Data Library - V.1.0

This library contains functions that are useful for daily programing problems in Hunty operation.

This first version is mainly focused on standardizing and augmenting the vacancies data that cames from linkedin and scrapers

The following graph shows the state of the library:

How to use it:

Install the library

pip install hunty_dat_lib

Import the library

from huntydata.standardization import GmapsAPI, Companies_standardization
from huntydata.augmentation import Remote_augmentation

A. Remote_augmentation: this process is useful to extract unstructured information inside columns like location,vacancy_name or description.

df_vacancies: recently extracted vacancies dataframe
remote_types: different ways in which a company can refer to a remote vacancy
cols_for_augm: cols that we are going to use for remote augmentation.

Remote_augmentation(df_vacancies,
                     remote_types,
                     cols_for_augm)

B. GMAPS: This process uses gmaps API to standardize locations of the vacancies. To use GmapsAPI Standardization you should pass the following parameters to the class

locations_to_remove: a list of locations that Data team knows that Api Gmaps cant standardized. this is to avoid requesting the API without a reason, remember Gmaps API costs.
df_defined_remotes: before standardization a process called augmentation takes place. This process augments the data but it also cleans the vacancies dataframe to improve standardizing process.
ctl_gmaps_locations: a catalogue that contains standardizations that we already made in the past with the API. If we store this we can reduce costs by not passing to the API what we already obtain from it.
ctl_locations: this is the main catalogue that we use in hunty to set an id with to an specific location.
gmap_api_key: Gmaps API key
dict_match_ratio_location: after standardizing data with gmaps API we try to macth those location with ctl_location and we do this by comparing tensorflow embeddings. this dictionary contains match ratios ( between two cities) that we calculated in the past (is useful to improve efficiency of the library)

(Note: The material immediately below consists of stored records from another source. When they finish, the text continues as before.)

PR #8354, opened 2026-06-11
refactor: drop flat HITL kwargs in favor of `human_review=HumanReview(...)`

sannya-singal:
## Summary

Workflow primitives used to accept HITL configuration in two parallel ways:

  1. Flat constructor kwargs: `requires_confirmation=True`, `confirmation_message=...`, `requires_user_input=True`, etc.
  2. `HumanReview` dataclass: one config object holding the same set of fields

This PR removes the flat kwargs entirely, `human_review=HumanReview(...)` is now the single way to configure HITL on a workflow primitive while logging the deprecation message.

  ```python
  # Before
  Step(
      name="process",
      agent=process_agent,
      requires_confirmation=True,
      confirmation_message="Proceed?",
      on_reject=OnReject.skip,
  )

  # After
  Step(
      name="process",
      agent=process_agent,
      human_review=HumanReview(
          requires_confirmation=True,
          confirmation_message="Proceed?",
          on_reject=OnReject.skip,
      ),
  )
```

## Type of change

- [ ] Bug fix
- [ ] New feature
- [x] Breaking change
- [x] Improvement
- [ ] Model update
- [ ] Other:

---

## Checklist

- [ ] Code complies with style guidelines
- [ ] Ran format/validation scripts (`./scripts/format.sh` and `./scripts/validate.sh`)
- [ ] Self-review completed
- [ ] Documentation updated (comments, docstrings)
- [ ] Examples and guides: Relevant cookbook examples have been included or updated (if applicable)
- [ ] Tested in clean environment
- [ ] Tests added/updated (if applicable)

### Duplicate and AI-Generated PR Check

- [ ] I have searched existing [open pull requests](../../pulls) and confirmed that no other PR already addresses this issue
- [ ] If a similar PR exists, I have explained below why this PR is a better approach
- [ ] Check if this PR was entirely AI-generated (by Copilot, Claude Code, Cursor, etc.)

---

## Additional Notes

Add any important context (deployment instructions, screenshots, security considerations, etc.)

PR #9593, opened 2026-08-17
refactor: remove compat surface that never shipped a runtime deprecation notice

ysolanky:
## Summary

Split out of #9560 so the removal-policy question can be decided on its own.

#9560 and #9584 drew the v3.0 removal line differently. #9584 removes only surface that shipped a user-facing runtime notice (a `DeprecationWarning` or `log_warning`). This PR contains the remainder: compat surface labelled deprecated or backward-compat **only in source comments and docstrings**. The argument for removing it at 3.0 anyway:

- Every removal here fails loud (`AttributeError` / `TypeError`) with a mechanical one-line fix, and the v3.0 changelog enumerates the breaks. Majors may remove with changelog notice; a runtime warning cycle is politer but not required.
- The next honest removal window after 3.0 is 4.0. Keeping these means adding runtime warnings in 3.0 and carrying the dead names through the entire 3.x line.

If the team prefers the conservative policy, the alternative is to close this PR and ship these with runtime warnings in 3.0 instead.

### Removed

- `Model.classify_error` -> `ModelProviderError.classify` (was a one-line delegate)
- `FileTools.check_escape` -> `Toolkit._check_path`; internal call sites migrated
- `PgVector.enable_prefix_matching` -> nothing; dead helper, `_build_ts_query` is the real path
- `DuckDuckGoTools.duckduckgo_search` / `duckduckgo_news` -> `web_search` / `search_news`
- learn aliases `MemoriesConfig` / `MemoriesStore` / `Decision` -> `UserMemoryConfig` / `UserMemoryStore` / `DecisionLog`
- Agent/Team `from_dict` drop shims for pre-rename keys (`search_session_history`, `num_history_sessions`, `enable_user_memories`, `num_past_session_runs`) - unknown keys are ignored by `from_dict` anyway; the shims only added a debug log
- `BrightData.get_screenshot(output_path=...)` - documented as "not used, kept for compatibility"

### Not touched

- Flat HITL key shim (`LEGACY_HITL_KEYS` / `drop_legacy_hitl_keys`) - KEPT after review: components serialized before #8354 carry flat HITL keys, and dropping the shim would make Studio loads discard their HITL config with no log; its log is upgraded to warning instead
- `LocalFileSystemTools.check_escape` - same naming pattern but it is that toolkit's own live implementation, not a compat alias

## Relationship to #9560

Independent branches off `feat/v3.0`; merge order does not matter for correctness, but both touch `learn/__init__.py`, `learn/config.py`, and `workflow/{step,condition,router}.py` in different regions, so whichever merges second may need a trivial conflict resolution. Merge normally (no squash preference); do not rebase-merge #9560 after this one without re-running tests.

## Verification

- 1,587 unit tests across the affected areas (learn, workflow, agent, tools, vectordb, fallback) pass
- ruff check and ruff format clean

## Type of change

- [x] Breaking change
- [x] Improvement

---

## Checklist

- [x] Self-review completed

- [x] I have searched existing [open pull requests](../../pulls) and confirmed this complements #9560 and #9584 rather than duplicating them


libs/agno/agno/workflow/utils/hitl.py
```diff
@@ -18,45 +18,6 @@
     from agno.workflow.types import StepInput, StepRequirement, WorkflowExecutionInput
 
 
-# Flat HITL keys that may appear in serialized configs from older versions, before
-# HITL config was unified into the HumanReview dataclass. Each primitive's from_dict()
-# uses drop_legacy_hitl_keys() to discard any of these found at the top level.
-LEGACY_HITL_KEYS = (
```
ysolanky, line 24: @kausmeows

ysolanky:
but if we remove this, old components in studio that might have pre-3.0 configs - when we load them, deserialization won't get the legacy keys and will just ignore them without any logs. that could be confusing. that's why @sannya-singal added this in the first place (#8354).

`libs/agno/agno/workflow/utils/hitl.py`

restored in 0aedf53d8f - kept the shim and bumped its log from debug to warning so studio loads actually surface what got dropped.

kausmeows (approved):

GmapsAPI(locations_to_remove,
            df_defined_remotes,
            ctl_gmaps_locations, 
            ctl_locations,
            gmap_api_key, 
            dict_match_ratio_location)

C. Companies Standardization

df_defined_remotes: before standardization a process called augmentation takes place. This process augments the data but it also cleans the vacancies dataframe to improve standardizing process.
df_ctl_companies: catalogue that set and id to an specific company
dict_match_ratio_companies: by comparing tensorflow embeddings we created a dictionary that contains match ratios (between two companies) that we calculated in the past (is useful to improve efficiency of the library)

Companies_standardization(df_defined_remotes, 
                          df_ctl_companies,
                          dict_match_ratio_companies)

To watch this library working you can take a look at input directory inside this repo, that directory contains every input that the library need to run. In the tester file of the same directory you can try it.